How many lines in these records hold the string "audit"? Reply with the number alone.

(Stored items from a collection)
· · · · ·

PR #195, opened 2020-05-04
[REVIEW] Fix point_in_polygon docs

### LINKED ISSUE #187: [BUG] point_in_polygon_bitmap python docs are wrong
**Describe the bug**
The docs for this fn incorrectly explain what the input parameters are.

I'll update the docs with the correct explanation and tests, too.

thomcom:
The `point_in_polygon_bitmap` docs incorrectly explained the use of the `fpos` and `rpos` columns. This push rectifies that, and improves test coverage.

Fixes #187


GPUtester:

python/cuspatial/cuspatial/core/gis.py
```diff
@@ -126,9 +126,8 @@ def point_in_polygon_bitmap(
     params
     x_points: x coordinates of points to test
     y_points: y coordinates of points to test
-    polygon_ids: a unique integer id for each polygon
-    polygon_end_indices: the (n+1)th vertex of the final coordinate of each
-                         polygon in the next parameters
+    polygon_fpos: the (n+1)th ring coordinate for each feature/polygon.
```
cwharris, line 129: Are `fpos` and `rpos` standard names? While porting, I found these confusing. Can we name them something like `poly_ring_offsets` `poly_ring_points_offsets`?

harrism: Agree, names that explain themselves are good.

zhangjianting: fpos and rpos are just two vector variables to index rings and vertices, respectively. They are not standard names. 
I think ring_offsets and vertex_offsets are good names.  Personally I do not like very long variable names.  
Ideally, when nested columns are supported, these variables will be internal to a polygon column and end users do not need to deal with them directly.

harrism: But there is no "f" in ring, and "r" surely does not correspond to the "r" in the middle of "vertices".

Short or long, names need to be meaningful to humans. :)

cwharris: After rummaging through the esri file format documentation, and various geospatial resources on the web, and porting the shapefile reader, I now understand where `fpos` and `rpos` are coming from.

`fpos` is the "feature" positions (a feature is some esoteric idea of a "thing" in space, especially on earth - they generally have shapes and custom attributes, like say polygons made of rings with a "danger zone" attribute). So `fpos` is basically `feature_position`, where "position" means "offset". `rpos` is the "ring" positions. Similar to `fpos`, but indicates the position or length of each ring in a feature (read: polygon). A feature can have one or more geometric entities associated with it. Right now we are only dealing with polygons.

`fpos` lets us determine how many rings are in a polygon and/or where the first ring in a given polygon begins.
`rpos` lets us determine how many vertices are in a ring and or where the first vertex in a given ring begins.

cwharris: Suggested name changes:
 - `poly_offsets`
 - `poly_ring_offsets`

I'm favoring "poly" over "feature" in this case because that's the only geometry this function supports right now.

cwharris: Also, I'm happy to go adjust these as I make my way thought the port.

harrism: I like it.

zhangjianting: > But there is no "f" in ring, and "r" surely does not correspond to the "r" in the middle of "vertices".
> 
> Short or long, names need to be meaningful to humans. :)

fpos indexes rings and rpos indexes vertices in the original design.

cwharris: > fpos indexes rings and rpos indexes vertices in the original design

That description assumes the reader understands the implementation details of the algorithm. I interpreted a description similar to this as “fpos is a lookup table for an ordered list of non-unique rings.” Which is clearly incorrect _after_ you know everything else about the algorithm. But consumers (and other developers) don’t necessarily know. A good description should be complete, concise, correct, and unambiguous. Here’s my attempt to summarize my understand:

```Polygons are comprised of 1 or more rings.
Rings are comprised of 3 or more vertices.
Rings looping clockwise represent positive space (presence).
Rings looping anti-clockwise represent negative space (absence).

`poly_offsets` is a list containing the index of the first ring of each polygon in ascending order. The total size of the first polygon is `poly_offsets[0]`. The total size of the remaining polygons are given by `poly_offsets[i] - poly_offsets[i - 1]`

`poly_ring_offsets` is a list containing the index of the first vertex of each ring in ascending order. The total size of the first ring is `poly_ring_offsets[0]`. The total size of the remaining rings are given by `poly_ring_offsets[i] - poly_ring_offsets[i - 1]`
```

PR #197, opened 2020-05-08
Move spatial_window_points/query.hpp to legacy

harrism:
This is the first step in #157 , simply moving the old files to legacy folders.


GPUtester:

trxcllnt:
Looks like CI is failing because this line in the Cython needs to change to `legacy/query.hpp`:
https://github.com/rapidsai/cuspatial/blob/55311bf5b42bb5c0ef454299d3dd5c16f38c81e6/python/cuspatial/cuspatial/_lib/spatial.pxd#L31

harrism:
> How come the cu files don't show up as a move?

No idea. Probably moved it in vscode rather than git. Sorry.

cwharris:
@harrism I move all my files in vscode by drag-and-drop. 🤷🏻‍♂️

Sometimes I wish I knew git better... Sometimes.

· · · · ·

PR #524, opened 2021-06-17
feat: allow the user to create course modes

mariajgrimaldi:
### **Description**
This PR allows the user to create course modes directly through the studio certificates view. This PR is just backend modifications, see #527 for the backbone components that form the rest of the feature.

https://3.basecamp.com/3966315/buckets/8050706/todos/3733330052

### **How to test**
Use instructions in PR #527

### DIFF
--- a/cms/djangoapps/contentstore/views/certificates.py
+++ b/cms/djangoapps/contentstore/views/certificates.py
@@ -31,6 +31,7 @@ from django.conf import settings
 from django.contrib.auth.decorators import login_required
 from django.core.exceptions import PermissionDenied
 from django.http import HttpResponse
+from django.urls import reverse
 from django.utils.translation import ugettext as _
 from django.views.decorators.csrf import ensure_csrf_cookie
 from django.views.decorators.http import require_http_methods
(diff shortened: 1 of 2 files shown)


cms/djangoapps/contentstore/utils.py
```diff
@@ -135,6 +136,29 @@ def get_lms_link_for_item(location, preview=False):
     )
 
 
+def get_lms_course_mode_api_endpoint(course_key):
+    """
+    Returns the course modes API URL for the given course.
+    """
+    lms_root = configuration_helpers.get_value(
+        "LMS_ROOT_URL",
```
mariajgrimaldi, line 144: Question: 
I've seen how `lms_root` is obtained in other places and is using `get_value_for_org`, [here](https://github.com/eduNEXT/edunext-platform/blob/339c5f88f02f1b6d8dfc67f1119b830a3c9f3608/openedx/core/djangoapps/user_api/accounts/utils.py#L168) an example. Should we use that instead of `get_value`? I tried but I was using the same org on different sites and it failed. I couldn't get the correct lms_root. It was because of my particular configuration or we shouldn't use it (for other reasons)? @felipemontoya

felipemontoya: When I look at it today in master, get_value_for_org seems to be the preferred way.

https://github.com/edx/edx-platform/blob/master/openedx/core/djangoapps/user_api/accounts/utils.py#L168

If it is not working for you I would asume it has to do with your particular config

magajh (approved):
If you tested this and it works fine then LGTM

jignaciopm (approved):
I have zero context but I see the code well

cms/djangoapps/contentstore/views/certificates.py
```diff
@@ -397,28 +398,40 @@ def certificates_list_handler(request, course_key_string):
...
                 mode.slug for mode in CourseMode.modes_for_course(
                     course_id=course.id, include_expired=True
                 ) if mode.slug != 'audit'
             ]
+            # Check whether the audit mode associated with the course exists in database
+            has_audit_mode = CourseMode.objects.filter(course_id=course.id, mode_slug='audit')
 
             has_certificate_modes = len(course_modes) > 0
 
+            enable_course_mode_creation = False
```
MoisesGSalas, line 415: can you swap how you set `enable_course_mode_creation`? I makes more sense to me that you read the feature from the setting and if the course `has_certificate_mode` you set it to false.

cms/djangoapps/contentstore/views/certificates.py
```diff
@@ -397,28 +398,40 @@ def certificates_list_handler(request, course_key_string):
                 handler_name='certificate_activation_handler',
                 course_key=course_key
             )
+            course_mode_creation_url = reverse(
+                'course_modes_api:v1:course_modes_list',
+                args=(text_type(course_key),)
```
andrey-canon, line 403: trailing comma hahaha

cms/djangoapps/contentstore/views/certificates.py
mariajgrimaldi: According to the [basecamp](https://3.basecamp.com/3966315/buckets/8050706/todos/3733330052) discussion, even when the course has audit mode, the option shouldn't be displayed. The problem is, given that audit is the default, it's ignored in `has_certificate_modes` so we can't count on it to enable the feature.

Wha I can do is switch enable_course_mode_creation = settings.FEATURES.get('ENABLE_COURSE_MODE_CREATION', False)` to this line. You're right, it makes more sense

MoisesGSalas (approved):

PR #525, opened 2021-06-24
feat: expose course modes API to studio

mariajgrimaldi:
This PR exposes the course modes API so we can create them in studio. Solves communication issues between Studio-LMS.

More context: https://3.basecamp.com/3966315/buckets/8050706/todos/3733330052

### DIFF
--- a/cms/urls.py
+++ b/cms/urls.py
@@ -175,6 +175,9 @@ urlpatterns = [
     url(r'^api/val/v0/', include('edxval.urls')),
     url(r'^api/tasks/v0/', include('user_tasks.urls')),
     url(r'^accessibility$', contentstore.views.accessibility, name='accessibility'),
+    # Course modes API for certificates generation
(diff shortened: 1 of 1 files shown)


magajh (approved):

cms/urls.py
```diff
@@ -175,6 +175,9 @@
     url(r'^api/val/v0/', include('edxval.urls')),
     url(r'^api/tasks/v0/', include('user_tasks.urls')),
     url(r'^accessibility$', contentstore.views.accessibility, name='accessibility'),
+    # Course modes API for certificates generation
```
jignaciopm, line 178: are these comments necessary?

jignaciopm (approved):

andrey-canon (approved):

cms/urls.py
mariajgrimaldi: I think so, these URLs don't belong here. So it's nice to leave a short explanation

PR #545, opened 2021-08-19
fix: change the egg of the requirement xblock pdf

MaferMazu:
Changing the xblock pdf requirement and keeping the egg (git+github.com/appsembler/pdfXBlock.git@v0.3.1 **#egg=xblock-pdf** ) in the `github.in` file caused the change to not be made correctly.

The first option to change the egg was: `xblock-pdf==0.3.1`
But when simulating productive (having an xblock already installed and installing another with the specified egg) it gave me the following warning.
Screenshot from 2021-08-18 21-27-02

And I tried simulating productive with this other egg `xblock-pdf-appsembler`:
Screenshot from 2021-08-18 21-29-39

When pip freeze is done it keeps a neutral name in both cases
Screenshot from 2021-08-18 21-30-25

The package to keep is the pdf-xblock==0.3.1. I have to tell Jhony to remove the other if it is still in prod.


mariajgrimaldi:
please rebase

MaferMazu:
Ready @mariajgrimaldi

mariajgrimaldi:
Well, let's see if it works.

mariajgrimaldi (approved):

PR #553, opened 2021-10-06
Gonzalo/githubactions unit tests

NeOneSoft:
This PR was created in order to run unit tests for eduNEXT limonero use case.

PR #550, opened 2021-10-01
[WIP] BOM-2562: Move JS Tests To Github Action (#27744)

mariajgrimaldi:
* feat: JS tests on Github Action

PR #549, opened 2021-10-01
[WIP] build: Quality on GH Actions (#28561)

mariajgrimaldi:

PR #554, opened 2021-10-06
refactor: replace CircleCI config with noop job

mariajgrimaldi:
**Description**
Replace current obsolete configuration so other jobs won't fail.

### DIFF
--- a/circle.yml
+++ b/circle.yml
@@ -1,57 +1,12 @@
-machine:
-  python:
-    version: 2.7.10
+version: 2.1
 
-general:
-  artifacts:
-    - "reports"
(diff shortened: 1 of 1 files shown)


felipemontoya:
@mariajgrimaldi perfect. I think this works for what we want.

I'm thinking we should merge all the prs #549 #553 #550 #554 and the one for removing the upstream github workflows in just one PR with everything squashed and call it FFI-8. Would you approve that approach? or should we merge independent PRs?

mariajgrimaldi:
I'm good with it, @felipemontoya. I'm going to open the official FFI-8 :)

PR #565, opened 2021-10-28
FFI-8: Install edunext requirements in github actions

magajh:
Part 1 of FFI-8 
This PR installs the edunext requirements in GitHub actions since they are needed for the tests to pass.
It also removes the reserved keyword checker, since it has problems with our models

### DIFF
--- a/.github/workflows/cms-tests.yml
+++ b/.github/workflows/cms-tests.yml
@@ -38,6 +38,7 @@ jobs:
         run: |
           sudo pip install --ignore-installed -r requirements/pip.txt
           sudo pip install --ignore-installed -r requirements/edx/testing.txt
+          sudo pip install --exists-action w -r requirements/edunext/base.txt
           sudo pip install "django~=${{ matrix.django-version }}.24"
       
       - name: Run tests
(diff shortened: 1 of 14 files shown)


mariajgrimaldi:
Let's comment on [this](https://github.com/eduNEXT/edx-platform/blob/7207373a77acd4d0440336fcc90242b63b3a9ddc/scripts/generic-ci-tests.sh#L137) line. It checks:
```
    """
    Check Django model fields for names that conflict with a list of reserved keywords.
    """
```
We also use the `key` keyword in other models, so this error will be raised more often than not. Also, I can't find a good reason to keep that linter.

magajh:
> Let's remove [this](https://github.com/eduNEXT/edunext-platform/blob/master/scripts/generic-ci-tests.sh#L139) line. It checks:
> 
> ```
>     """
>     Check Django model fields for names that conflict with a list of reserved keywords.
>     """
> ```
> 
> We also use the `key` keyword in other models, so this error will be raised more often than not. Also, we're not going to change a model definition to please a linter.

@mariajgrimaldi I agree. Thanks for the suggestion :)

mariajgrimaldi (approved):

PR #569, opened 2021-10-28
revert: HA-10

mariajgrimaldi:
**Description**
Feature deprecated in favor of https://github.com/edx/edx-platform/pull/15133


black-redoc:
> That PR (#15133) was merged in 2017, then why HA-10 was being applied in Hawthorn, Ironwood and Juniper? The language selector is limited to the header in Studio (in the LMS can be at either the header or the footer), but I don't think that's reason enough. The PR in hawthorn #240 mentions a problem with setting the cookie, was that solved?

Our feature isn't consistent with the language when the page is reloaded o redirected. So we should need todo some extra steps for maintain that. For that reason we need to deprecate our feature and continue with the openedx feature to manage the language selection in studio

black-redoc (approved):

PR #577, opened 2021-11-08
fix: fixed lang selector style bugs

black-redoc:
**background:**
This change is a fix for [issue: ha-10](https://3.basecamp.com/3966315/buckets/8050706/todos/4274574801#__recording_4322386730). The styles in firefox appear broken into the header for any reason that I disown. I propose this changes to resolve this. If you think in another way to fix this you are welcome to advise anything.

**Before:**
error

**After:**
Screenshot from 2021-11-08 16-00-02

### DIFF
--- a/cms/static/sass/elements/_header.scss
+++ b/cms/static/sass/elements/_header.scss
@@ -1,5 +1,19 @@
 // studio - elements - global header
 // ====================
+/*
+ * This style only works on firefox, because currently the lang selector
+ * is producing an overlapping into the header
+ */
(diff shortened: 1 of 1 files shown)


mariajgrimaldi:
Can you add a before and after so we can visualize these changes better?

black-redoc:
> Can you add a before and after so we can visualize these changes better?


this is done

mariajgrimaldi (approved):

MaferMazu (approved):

· · · · ·

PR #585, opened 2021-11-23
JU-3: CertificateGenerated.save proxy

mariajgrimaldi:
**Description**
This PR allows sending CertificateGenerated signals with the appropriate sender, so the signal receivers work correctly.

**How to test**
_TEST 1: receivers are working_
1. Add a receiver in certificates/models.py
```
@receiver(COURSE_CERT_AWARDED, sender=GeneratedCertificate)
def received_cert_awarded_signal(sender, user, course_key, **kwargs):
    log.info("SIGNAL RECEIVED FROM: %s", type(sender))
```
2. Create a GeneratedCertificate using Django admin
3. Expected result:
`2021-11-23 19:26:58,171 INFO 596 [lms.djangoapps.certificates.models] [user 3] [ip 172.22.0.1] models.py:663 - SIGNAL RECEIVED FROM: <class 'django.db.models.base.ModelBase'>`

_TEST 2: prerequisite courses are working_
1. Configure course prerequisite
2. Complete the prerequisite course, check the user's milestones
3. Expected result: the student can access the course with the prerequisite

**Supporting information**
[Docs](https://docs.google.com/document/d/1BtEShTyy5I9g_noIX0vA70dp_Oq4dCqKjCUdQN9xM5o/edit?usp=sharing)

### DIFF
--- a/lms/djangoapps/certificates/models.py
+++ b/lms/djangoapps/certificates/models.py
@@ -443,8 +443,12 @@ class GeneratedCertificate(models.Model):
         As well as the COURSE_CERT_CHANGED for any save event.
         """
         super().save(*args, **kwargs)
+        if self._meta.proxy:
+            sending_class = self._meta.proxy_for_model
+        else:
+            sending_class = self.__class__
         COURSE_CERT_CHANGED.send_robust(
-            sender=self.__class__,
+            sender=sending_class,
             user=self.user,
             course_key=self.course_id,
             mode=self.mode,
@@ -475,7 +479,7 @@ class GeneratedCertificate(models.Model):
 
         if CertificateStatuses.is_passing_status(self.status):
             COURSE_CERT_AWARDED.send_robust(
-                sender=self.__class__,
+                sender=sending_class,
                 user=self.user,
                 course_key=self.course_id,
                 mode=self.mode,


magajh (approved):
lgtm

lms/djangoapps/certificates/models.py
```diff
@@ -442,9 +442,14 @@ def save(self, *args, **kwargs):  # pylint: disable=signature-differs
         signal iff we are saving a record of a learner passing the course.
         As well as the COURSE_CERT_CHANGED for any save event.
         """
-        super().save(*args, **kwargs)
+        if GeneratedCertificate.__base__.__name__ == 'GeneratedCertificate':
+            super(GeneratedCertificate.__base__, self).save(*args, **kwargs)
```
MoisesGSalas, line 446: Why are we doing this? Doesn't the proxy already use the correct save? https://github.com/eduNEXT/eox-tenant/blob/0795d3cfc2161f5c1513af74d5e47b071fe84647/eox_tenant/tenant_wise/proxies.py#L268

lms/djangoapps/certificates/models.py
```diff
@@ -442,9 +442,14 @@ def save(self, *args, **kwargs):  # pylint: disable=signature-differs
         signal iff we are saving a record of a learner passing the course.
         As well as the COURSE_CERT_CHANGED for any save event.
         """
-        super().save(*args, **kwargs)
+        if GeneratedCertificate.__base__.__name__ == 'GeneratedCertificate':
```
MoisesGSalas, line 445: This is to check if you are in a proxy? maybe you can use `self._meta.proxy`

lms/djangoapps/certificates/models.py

· · · · ·

▸ Response to this exercise:
4